[YOUR TASK] Nothing but an exact repetition of the entries should appear in the answer.

[THE DATA]
Issue #949, opened 2019-07-13
Error indicator in graph in result screen


Janko5:
Error indicator - two values that means the average value of too late hits (0 to +∞ (blue gradient)) and average value of too early hits (-∞ to 0 (orange gradient)). 
![graph](http://puu.sh/DS8dO/c8f0d37877.png)

The same thing exist in osu!
![error](https://i.ppy.sh/b55e4030216b1201e0ade04ec8c11eab03fa1ff4/68747470733a2f2f6f73752e7070792e73682f68656c702f77696b692f41636375726163792f696d672f706572666f726d616e63655f67726170682e6a7067)

I think this indicator would be very useful for solving problems with offset/hitposition/scroll because it would give the exact values ​​that we should take into account.

For example:
Error indicator on one map is -23ms and +30ms. This means that the average value of too late hits is 7ms greater than the average value of too early hits. This means that to click more accurately, we need to set the offset to -3.5ms so that both values ​​was aligned, or set a bit smaller scroll, or set the hitposition a bit lower

PR #952, opened 2019-07-14
Results screen additions and 1 ms local offset adjustment with Ctrl

YaLTeR:
image

Things to consider:
- I would guess that the main button to be used here is the local offset adjustment one, so it might make sense to emphasize it somehow to make it easier to click. Perhaps put the buttons horizontally, below the divider line?
- You want to click only one of these buttons once, and only when your global or local offset equals to that which you used when playing the score. Perhaps we should store the global and local offset used in the score and then base the new offset calculation off of that instead of the current offset? This way it will always set the offset to the correct value.
- Not sure what the best place would be to put `FilterHitStats()`. I think there needs to be some place in `ResultsScreen` where all this data is computed once for all sub-components to use it?
- Maybe "average" sounds better than "mean"?
- "Adjust Map Offset" instead of "Adjust Local Offset"?
- Thinking about it, the LN release judgement window scale should probably _not_ be applied when computing mean and stddev.

Fixes ...uhh, I was sure there were at least 2 issues about this stuff, but I guess not. I believe this offers a better solution than #949 though.

### DIFF
--- a/Quaver.Shared/Screens/Result/UI/ResultScoreContainer.cs
+++ b/Quaver.Shared/Screens/Result/UI/ResultScoreContainer.cs
@@ -11,6 +11,8 @@ using System.Linq;
 using Microsoft.Xna.Framework;
 using Microsoft.Xna.Framework.Graphics;
 using Quaver.API.Maps.Processors.Rating;
+using Quaver.API.Maps.Processors.Scoring;
+using Quaver.API.Maps.Processors.Scoring.Data;
 using Quaver.Shared.Assets;
 using Quaver.Shared.Database.Maps;
 using Quaver.Shared.Helpers;
@@ -90,6 +92,19 @@ namespace Quaver.Shared.Screens.Result.UI
         /// </summary>
         private ResultHitDifferenceGraph HitDifferenceGraphRaw { get; }
 
+        /// <summary>
+        ///     A ScoreProcessor which is more likely to be filled with hit stats than the one in
+        ///     ResultScreen. For example, this one will have stats loaded from a replay.
+        ///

[WRITTEN RESPONSE]
Issue #949, opened 2019-07-13
Error indicator in graph in result screen


Janko5:
Error indicator - two values that means the average value of too late hits (0 to +∞ (blue gradient)) and average value of too early hits (-∞ to 0 (orange gradient)). 
![graph](http://puu.sh/DS8dO/c8f0d37877.png)

The same thing exist in osu!
![error](https://i.ppy.sh/b55e4030216b1201e0ade04ec8c11eab03fa1ff4/68747470733a2f2f6f73752e7070792e73682f68656c702f77696b692f41636375726163792f696d672f706572666f726d616e63655f67726170682e6a7067)

I think this indicator would be very useful for solving problems with offset/hitposition/scroll because it would give the exact values ​​that we should take into account.

For example:
Error indicator on one map is -23ms and +30ms. This means that the average value of too late hits is 7ms greater than the average value of too early hits. This means that to click more accurately, we need to set the offset to -3.5ms so that both values ​​was aligned, or set a bit smaller scroll, or set the hitposition a bit lower

PR #952, opened 2019-07-14
Results screen additions and 1 ms local offset adjustment with Ctrl

YaLTeR:
image

Things to consider:
- I would guess that the main button to be used here is the local offset adjustment one, so it might make sense to emphasize it somehow to make it easier to click. Perhaps put the buttons horizontally, below the divider line?
- You want to click only one of these buttons once, and only when your global or local offset equals to that which you used when playing the score. Perhaps we should store the global and local offset used in the score and then base the new offset calculation off of that instead of the current offset? This way it will always set the offset to the correct value.
- Not sure what the best place would be to put `FilterHitStats()`. I think there needs to be some place in `ResultsScreen` where all this data is computed once for all sub-components to use it?
- Maybe "average" sounds better than "mean"?
- "Adjust Map Offset" instead of "Adjust Local Offset"?
- Thinking about it, the LN release judgement window scale should probably _not_ be applied when computing mean and stddev.

Fixes ...uhh, I was sure there were at least 2 issues about this stuff, but I guess not. I believe this offers a better solution than #949 though.

### DIFF
--- a/Quaver.Shared/Screens/Result/UI/ResultScoreContainer.cs
+++ b/Quaver.Shared/Screens/Result/UI/ResultScoreContainer.cs
@@ -11,6 +11,8 @@ using System.Linq;
 using Microsoft.Xna.Framework;
 using Microsoft.Xna.Framework.Graphics;
 using Quaver.API.Maps.Processors.Rating;
+using Quaver.API.Maps.Processors.Scoring;
+using Quaver.API.Maps.Processors.Scoring.Data;
 using Quaver.Shared.Assets;
 using Quaver.Shared.Database.Maps;
 using Quaver.Shared.Helpers;
@@ -90,6 +92,19 @@ namespace Quaver.Shared.Screens.Result.UI
         /// </summary>
         private ResultHitDifferenceGraph HitDifferenceGraphRaw { get; }
 
+        /// <summary>
+        ///     A ScoreProcessor which is more likely to be filled with hit stats than the one in
+        ///     ResultScreen. For example, this one will have stats loaded from a replay.
+        ///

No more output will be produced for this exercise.